Common idioms might include Java-like braces for scope, pythonic list comprehensions or indentation, C++like inheritance, C#-style lambdas, Matlab-like slices, and matrix operations.

I noticed that it's actually quite easy for people to recognize exactly what I'm trying to do, and quite easy for people to intelligently translate into other languages. Of course, that step involves considering the corner cases and the moments where each language behaves idiosyncratically.
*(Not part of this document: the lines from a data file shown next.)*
PR #1738, opened 2021-03-23
Handle aggregated anchor outputs htlc txs

t-bast:
An interesting side-effect of anchor outputs is that htlc txs can be merged when they have the same lockTime (thanks to sighash flags).

We're not currently doing that, but our peers may do it, so we need to handle it in the revoked commit tx case and correctly claim multiple outputs if necessary.

### DIFF
--- a/eclair-core/src/main/scala/fr/acinq/eclair/transactions/Transactions.scala
+++ b/eclair-core/src/main/scala/fr/acinq/eclair/transactions/Transactions.scala
@@ -563,7 +563,7 @@ object Transactions {
   def makeClaimP2WPKHOutputTx(commitTx: Transaction, localDustLimit: Satoshi, localPaymentPubkey: PublicKey, localFinalScriptPubKey: ByteVector, feeratePerKw: FeeratePerKw): Either[TxGenerationSkipped, ClaimP2WPKHOutputTx] = {
     val redeemScript = Script.pay2pkh(localPaymentPubkey)
     val pubkeyScript = write(pay2wpkh(localPaymentPubkey))
-    findPubKeyScriptIndex(commitTx, pubkeyScript, amount_opt = None) match {
+    findPubKeyScriptIndex(commitTx, pubkeyScript) match {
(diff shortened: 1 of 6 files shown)


eclair-core/src/main/scala/fr/acinq/eclair/transactions/Transactions.scala
```diff
@@ -755,21 +756,30 @@ object Transactions {
...
-    val toLocalOutput = findPubKeyScriptIndex(tx, localScriptPubKey, None).map(index => OutputInfo(index, toLocalAmount, localScriptPubKey)).toOption
+    val toLocalOutput = findPubKeyScriptIndex(tx, localScriptPubKey).map(index => OutputInfo(index, toLocalAmount, localScriptPubKey)).toOption
     ClosingTx(commitTxInput, tx, toLocalOutput)
   }
 
-  def findPubKeyScriptIndex(tx: Transaction, pubkeyScript: ByteVector, amount_opt: Option[Satoshi]): Either[TxGenerationSkipped, Int] = {
-    val outputIndex = tx.txOut
-      .zipWithIndex
-      .indexWhere { case (txOut, _) => amount_opt.forall(_ == txOut.amount) && txOut.publicKeyScript == pubkeyScript }
+  def findPubKeyScriptIndex(tx: Transaction, pubkeyScript: ByteVector): Either[TxGenerationSkipped, Int] = {
```
pm47, line 763: What changed that makes the `amount` not needed anymore? We added this in 449c3071327d1c47b0bca07862afd0e67dd07d04 to handle multiple similar htlcs.

t-bast: We don't need to deduplicate anymore since we now which output maps to which HTLC.
I think we stopped depending on this with https://github.com/ACINQ/eclair/pull/790 where we introduced the `CommitmentOutputLink`.

pm47 (approved):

But in reality, most of these languages share a subset of keywords and library functions which generally behave identically - maths functions, type names, while/for/if, etc. Clearly, I'd have to exclude many 'odd' languages like Lisp, APL derivatives, but...

So my questions are,

  1. Does code already exist that recognizes the programming language of a text file? (Surely this must be a less complicated task than eclipse's syntax trees or than Google Translate's language guessing feature, right?) In fact, does the SO syntax highlighter do anything like this?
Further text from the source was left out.